Смирнов: Я прошу вас сообщить суду, как называлась немцами эта дорога до газовых камер.
Ройзман: Эта улица называлась «дорога на небо».
Смирнов: Скажите мне, пожалуйста, сколько времени жил человек, попадавший в Треблинский лагерь?
Ройзман: Вся процедура — раздевание и путь в газовую камеру
— продолжалась для мужчин 8-10 минут, для женщин — 15 минут. Для женщин 15 минут потому, что до того, как они шли в газовую камеру, им стригли волосы.
Смирнов: Зачем им стригли волосы?
Ройзман: По идее «господ», эти волосы должны были служить для изготовления матрацев.
Смирнов: Скажите, пожалуйста, какой вид имела станция Треб-линка?
Ройзман: Вначале не было никаких надписей на станции. Но через несколько месяцев заместитель начальника лагеря Франц Курт устроил первоклассную железнодорожную станцию с надписями. На бараках, где находилась одежда, были надписи: «буфет», «касса», «телеграф», «телефон» и т. д. Было даже печатное расписание прихода и ухода поездов на Гродно, Сувалки, Вену, Берлин.
Смирнов: Правильно ли я вас понял, что на станции Треблинка был устроен бутафорский вокзал с объявлениями о расписании поездов, с указаниями отправления поездов с платформы якобы на станцию Сувалки?
Ройзман: Когда люди выходили из поездов, у них действительно создавалось впечатление, что они находятся на хорошей станции, от которой путь идет в Сувалки, Гродно, Вену и т. д.
Смирнов: А что дальше происходило с людьми?

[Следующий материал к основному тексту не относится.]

PR #384, opened 2024-11-11
GRIDEDIT-1516 Fixed bug in node classification and updated unit test

BillSenior:
Also added file missing in previous Jira item
This file was not required for normal execution of mesh kernel only help in debugging


libs/MeshKernel/src/Utilities/Utilities.cpp
```diff
@@ -0,0 +1,92 @@
...
+// All indications and logos of, and references to, "Delft3D" and "Deltares"
+// are registered trademarks of Stichting Deltares, and remain the property of
+// Stichting Deltares. All rights reserved.
+//
+//------------------------------------------------------------------------------
+
+#include "MeshKernel/Utilities/Utilities.hpp"
+#include "MeshKernel/Exceptions.hpp"
+
+void meshkernel::Print(const std::vector<Point>& nodes, const std::vector<Edge>& edges, std::ostream& out)
```
lucacarniato, line 31: Do you need to keep these functions?

libs/MeshKernel/src/Utilities/Utilities.cpp
```diff
@@ -0,0 +1,92 @@
...
+    out << "edges = zeros ( " << edges.size() << ", 2 );" << std::endl;
+
+    for (UInt i = 0; i < edges.size(); ++i)
+    {
+        out << "edges ( " << i + 1 << ", 1 ) = " << edges[i].first + 1 << ";" << std::endl;
+        out << "edges ( " << i + 1 << ", 2 ) = " << edges[i].second + 1 << ";" << std::endl;
+    }
+}
+
+void meshkernel::Print(const std::vector<double>& xNodes,
```
lucacarniato, line 58: Do you need to keep these functions?

lucacarniato (approved):

PR #387, opened 2024-11-21
Feature/gridedit 1536 add depth values

BillSenior:


libs/MeshKernelApi/include/MeshKernelApi/MeshKernel.hpp
```diff
@@ -1607,6 +1619,12 @@ namespace meshkernelapi
         /// @returns Error code
         MKERNEL_API int mkernel_mesh2d_set(int meshKernelId, const Mesh2D& mesh2d);
 
+        /// @brief Sets the bathymetry data for the mesh
+        /// @param[in] meshKernelId The id of the mesh state
+        /// @param[in] sampleData   The mesh2d bathymetry data
+        /// @returns Error code
+        MKERNEL_API int mkernel_mesh2d_set_bathymetry_data(int meshKernelId, const GeometryList& sampleData);
```
lucacarniato, line 1626: Should we consider passing an integer corresponding to an internal enumeration (e.g., enum InterpolatableType { bathy = 0, roughness = 1 }) along with a related dictionary (e.g., std::unordered_map<InterpolatableType, std::string> InterpolatableTypeNames)? By doing so, we can make the function more generic and avoid including the specific "bathymetry" type in the API name

lucacarniato (changes requested):

libs/MeshKernelApi/include/MeshKernelApi/MeshKernel.hpp
BillSenior: After discussion, setting of property values to be interpolated has been generalised

PR #389, opened 2024-11-27
GRIDEDIT-1448: use bounding boxes in curvilinear delete

lucacarniato:


BillSenior (approved):
Just a small question

PR #397, opened 2025-01-13
GRIDEDIT-673 Added copyright banner to all files where it was absent

BillSenior:


ahmad-el-sayed (approved):
This PR adds a copyright notice to c++ header and source files where it is missing. However, it does not address existing notices that need update. For example the end year in most of existing notices is often outdated. It is common to do this manually when editing a certain file.

To make the process easier it is recommended to provide a small bash or python script to automate the task.
- The script should be able to adapt all files recursively and achieve the following:
  - Add the notice where is missing, i.e. in new files where it was not added by the developer
  -  Update the year in file where the notice already exists
- Add the script to to scripts sub-directory
- The script should be run periodically either manually or scheduled with an force push in TeamCity.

Ройзман: Этих людей прямо вели в газовые камеры.
Смирнов. Скажите, пожалуйста, как вели себя немцы при умерщвлении людей в Треблинке?
Ройзман: Если дело идет об убийстве, то всякий из немецких надсмотрщиков имел свою специальность. Я вспоминаю только один пример. У нас был один шарфюрер Менц. Его обязанность заключалась в надзоре над так называемым «лазаретом». В этом «лазарете» были убиты все слабые женщины и маленькие дети, у которых не хватало сил дойти до газовой камеры.
Смирнов: Может быть, свидетель, вы опишите трибуналу, как выглядел этот «лазарет»?
Ройзман: Эго была часть площади, загороженная деревянной изгородью. Туда уводили всех женщин, стариков и детей. При входе в этот «лазарет» висел большой флаг Красного Креста. Менц, чьей специальностью было умерщвление всех людей, которых привозили в этот «лазарет», никому не уступал этой работы. Могли быть сотни людей, которые хотели знать и видеть, что с ними будет, но он никому не поручал этой работы, он хотел это делать только собственноручно.